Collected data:
_ _ _ _ _ _ _

PR #179, opened 2018-07-31
Enable abstractarray tests

pkofod:
Not sure how @quinnj saw this, but I don't think this was meant to be disabled, or if it was then @arnavs will be able to tell us why :)


pkofod:
Seems fine, thanks so much for catching this @quinnj :) I think this might actually be a faulty rebase's fault, but who cares, it's fixed.

arnavs:
Wow, good catch. Yes, I think this was a rebasing artifact. Thanks for fixing :)

PR #183, opened 2018-08-13
Pass cashes through to inner function.

pkofod:
ref https://github.com/JuliaNLSolvers/NLsolve.jl/issues/181


pkofod:
cc @dawbarton  just so we don't both do it :)

PR #184, opened 2018-08-14
WIP: Initial attempt at an options structure for the Newton solver

dawbarton:
@pkofod as mentioned, here is my initial stab at the options structure based dispatch. I haven't hooked it into the `nlsolve` function yet and I'm still slightly hesitant as to whether to include the cache in the options (might you want the same options for multiple problems independent of the problem size?).

### DIFF
--- a/src/NLsolve.jl
+++ b/src/NLsolve.jl
@@ -31,7 +31,16 @@ export OnceDifferentiable,
        only_fj!,
        fixedpoint
 
+abstract type AbstractSolver end
 abstract type AbstractSolverCache end
+
+"""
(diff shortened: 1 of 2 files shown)


pkofod:
Are you familiar with `Optim.jl`? There we keep `linesearch` and `cache` out of the `Options` (that we just call `Options`, and instead have them in `Method` structs. I think we should do that here as well. By that I mean:

```
struct Newton
    linesearch
end
struct Broyden
    linesearch
end
struct Options
    tols...
    iterations
    trace stuff...
end
```
does that make sense? I'll be on github throughout the day tomorrow, and slack as well, so you can reach out.

PR #192, opened 2018-10-31
Change default `inplace` for `fixedpoint` to be `!applicable(f, initial_x)` instead of `true`

arnavs:
All tests pass.

I agree with @jlperla that this is a sensible change because (a) people aren't likely to define `f(out, x)` and `f(x)` using the same symbol (i.e., it would be `f!(out, x)`), and (b) it would save us the trouble of uglying code with `inplace = false` everywhere, when that kind of thing is inferrable.

### DIFF
--- a/README.md
+++ b/README.md
@@ -17,7 +17,7 @@ similar to systems of nonlinear equations, except that the equality to zero is
 allowed to become an inequality if some boundary condition is satisfied. See
 further below for a formal definition and the related commands.
 
-There is also an identical API for solving fixed points (i.e., taking as input a function `F(x)`, and solving `F(x) = x`).
+There is also an almost-identical API for solving fixed points (i.e., taking as input a function `F(x)`, and solving `F(x) = x`).
 
 # Simple example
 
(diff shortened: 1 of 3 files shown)


pkofod:
I agree, I just didn’t get around to doing it the DiffEq way, but since there is (now?) an applicable function this is a no-brainer

pkofod:
You might want to change the `fixedpoint` tests to not have the `make_inplace`-thing while you're at it.

arnavs:
@pkofod I think it'd be best to push this change to students if it's good _per se_ (since we're using this `fixedpoint` function a lot, tagging dependency bundles, etc.). The tests can definitely be rewritten, but 'd rather do that in a dedicated pass.

pkofod:
> __ (since we're using this `fixedpoint` function a lot, tagging dependency bundles, etc.)

Alright... so is there a rush or isn't there a rush? :)

arnavs:
It would be good to get this done sooner rather than later. But it's not so urgent that you need to ram it through/stop people from weighing in.

arnavs:
Thanks @pkofod. Do you plan on tagging a new release soon?

pkofod:
Tomorrow, yes :)

PR #200, opened 2018-12-08
broadcast for singular newton

matthieugomez:
The line failed because cache.p has the dimension of cache.g, not vec(cache.g). I have readded the test to make sure there is no runtime error, even though I do not assert convergence.


pkofod:
This is that singular newton again :) Thanks

Singularity is really a concern though, is it something you're hitting in each iteration or just occationally?

matthieugomez:
Just occasionally, and I'm not sure there is an actual solution in these cases.

pkofod:
> Just occasionally, and I'm not sure there is an actual solution in these cases.

Alright. Just wanted to be sure that you're aware that if the Jacobian is actually singular at the solution, Newton's method is potentially a very expensive way to achieve no more than linear convergence. We'd need to implement tensor methods for that, but it doesn't seem worth the trouble.

PR #203, opened 2018-12-23
Allow (and take advantage of) NonDifferentiable in Anderson.

pkofod:


pkofod:
I've had big plans for re-organizing this package for along time, but excuses, excuses and excuses. I really would want to branch off of traits on the algorithms instead of checking for `:anderson` (what if another acceleration scheme is added?), but this will work for now.

antoine-levitt:
> (what if another acceleration scheme is added?)

Acceleration I don't know, but there are a number of schemes (Broyden and its variants) that don't use jacobian information either.

PR #204, opened 2018-12-31
Fix printing in abstractarray tests and make newton's trace macro a f…

pkofod:
…unction call.


pkofod:
I cannot escape that weird `gmres!` thing in the linsolve tests... trying to print stuff out makes the error go away ...

PR #206, opened 2019-01-14
Passing a vector of f_tol's

BeastyBlacksmith:
This is a proposal to address https://github.com/JuliaNLSolvers/NLsolve.jl/issues/155


src/nlsolve/utils.jl
```diff
@@ -20,8 +20,14 @@ function assess_convergence(x,
         x_converged = true
     end
 
-    if maximum(abs, f) <= ftol
-        f_converged = true
+    if ftol isa AbstractArray
+        if all( f .< ftol )
```
antoine-levitt: Missing an `abs` there, and should be `.<=` for consistency. I think it's fine to keep this even for scalar `ftol`, even though it allocates more than `maximum(abs,f)<= tol`.

BeastyBlacksmith: Ok, I wasn't sure what the preferences are. I changed it accordingly

BeastyBlacksmith:
Actually this needs actualisation of the singatures of the solvers and some tests ( memo to myself ).

pkofod:
Stupid question: why not just scale your residuals in `f`?

pkofod:
To be quite explicit, let me explain why I'm a bit cautious: "stupid users". That might seem offensive, but it's not meant like that. I'm just curious that someone will look at their output and go: "oh, my third element doesn't converge.. I'll just set the f_tol to `[sqrt(eps(Float64)), sqrt(eps(Float64)), 1e-4, sqrt(eps(Float64)), sqrt(eps(Float64)), ...]` - you know? Now it "converges!, yay... but the users should probably have diagnosed why that third element isn't converging. Sure, it might just be a scaling issue, but in that case, why not just scale the residuals? 

Not against it, I'm just thinking about what we're buying ourselves here, and what bad behavior it might cause (I may be overdramatizing here, I'm just trying to debate it).

BeastyBlacksmith:
That also sounds like a good idea to me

_ _ _ _ _ _ _

> [Work item]: Print the records above verbatim from their first line to the line containing "Seems fine, thanks", both included, and stop there.

> [Exercise result]:
PR #179, opened 2018-07-31
Enable abstractarray tests

pkofod:
Not sure how @quinnj saw this, but I don't think this was meant to be disabled, or if it was then @arnavs will be able to tell us why :)


pkofod:
Seems fine, thanks so much for catching this @quinnj :) I think this might actually be a faulty rebase's fault, but who cares, it's fixed.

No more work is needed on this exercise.